→ **Problem details**
Work through the data line by line, gathering every line that has the word "passverify".

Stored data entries
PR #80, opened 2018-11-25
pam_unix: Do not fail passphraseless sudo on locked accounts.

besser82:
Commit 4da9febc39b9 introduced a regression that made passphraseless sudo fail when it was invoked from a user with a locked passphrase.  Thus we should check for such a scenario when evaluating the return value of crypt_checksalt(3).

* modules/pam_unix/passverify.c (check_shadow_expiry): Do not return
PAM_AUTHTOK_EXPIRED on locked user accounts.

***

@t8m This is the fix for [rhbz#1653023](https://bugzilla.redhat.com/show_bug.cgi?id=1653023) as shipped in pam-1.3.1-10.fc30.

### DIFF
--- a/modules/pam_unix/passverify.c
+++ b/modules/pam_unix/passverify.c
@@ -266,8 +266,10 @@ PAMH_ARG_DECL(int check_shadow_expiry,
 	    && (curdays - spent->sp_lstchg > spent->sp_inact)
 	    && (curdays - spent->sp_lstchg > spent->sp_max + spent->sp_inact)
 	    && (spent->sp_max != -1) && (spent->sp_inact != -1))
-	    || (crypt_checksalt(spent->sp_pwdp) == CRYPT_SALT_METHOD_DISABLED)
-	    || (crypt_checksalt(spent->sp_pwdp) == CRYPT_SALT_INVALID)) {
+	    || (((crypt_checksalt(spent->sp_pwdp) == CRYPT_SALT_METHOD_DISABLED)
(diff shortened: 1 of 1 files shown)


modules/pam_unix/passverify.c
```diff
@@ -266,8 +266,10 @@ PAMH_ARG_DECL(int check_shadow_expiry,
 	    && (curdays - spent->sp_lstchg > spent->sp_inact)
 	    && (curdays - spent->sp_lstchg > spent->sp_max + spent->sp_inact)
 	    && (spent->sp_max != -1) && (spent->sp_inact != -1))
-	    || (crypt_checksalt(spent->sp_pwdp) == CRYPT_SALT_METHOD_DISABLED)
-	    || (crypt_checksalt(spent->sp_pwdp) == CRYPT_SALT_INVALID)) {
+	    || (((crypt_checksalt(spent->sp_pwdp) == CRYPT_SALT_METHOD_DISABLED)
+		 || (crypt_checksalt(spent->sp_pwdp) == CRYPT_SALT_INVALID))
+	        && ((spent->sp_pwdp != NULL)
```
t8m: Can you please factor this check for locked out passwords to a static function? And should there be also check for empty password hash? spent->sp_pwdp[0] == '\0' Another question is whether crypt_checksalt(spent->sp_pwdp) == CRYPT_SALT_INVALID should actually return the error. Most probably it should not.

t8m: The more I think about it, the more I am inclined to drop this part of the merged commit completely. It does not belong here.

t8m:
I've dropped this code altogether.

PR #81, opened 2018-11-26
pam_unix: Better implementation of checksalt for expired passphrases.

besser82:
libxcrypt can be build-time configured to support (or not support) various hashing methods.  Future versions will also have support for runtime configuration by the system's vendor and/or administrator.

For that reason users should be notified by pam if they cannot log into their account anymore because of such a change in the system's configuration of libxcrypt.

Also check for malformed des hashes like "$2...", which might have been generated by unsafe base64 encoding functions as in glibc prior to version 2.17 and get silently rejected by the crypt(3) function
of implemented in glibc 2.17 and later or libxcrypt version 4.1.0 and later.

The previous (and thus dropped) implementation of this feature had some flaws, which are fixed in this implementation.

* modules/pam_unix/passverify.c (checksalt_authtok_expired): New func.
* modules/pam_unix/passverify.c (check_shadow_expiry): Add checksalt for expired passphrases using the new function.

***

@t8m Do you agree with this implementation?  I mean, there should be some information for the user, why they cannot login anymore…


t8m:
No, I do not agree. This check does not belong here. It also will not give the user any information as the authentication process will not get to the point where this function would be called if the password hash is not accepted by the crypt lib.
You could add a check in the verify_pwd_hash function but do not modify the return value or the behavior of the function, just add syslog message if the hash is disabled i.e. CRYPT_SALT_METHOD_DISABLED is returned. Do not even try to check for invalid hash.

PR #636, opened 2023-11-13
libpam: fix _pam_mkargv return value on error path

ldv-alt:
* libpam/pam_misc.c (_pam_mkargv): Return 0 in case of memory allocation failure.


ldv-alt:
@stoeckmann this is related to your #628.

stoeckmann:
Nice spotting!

→ **Output**
* modules/pam_unix/passverify.c (check_shadow_expiry): Do not return
--- a/modules/pam_unix/passverify.c
+++ b/modules/pam_unix/passverify.c
modules/pam_unix/passverify.c
* modules/pam_unix/passverify.c (checksalt_authtok_expired): New func.
* modules/pam_unix/passverify.c (check_shadow_expiry): Add checksalt for expired passphrases using the new function.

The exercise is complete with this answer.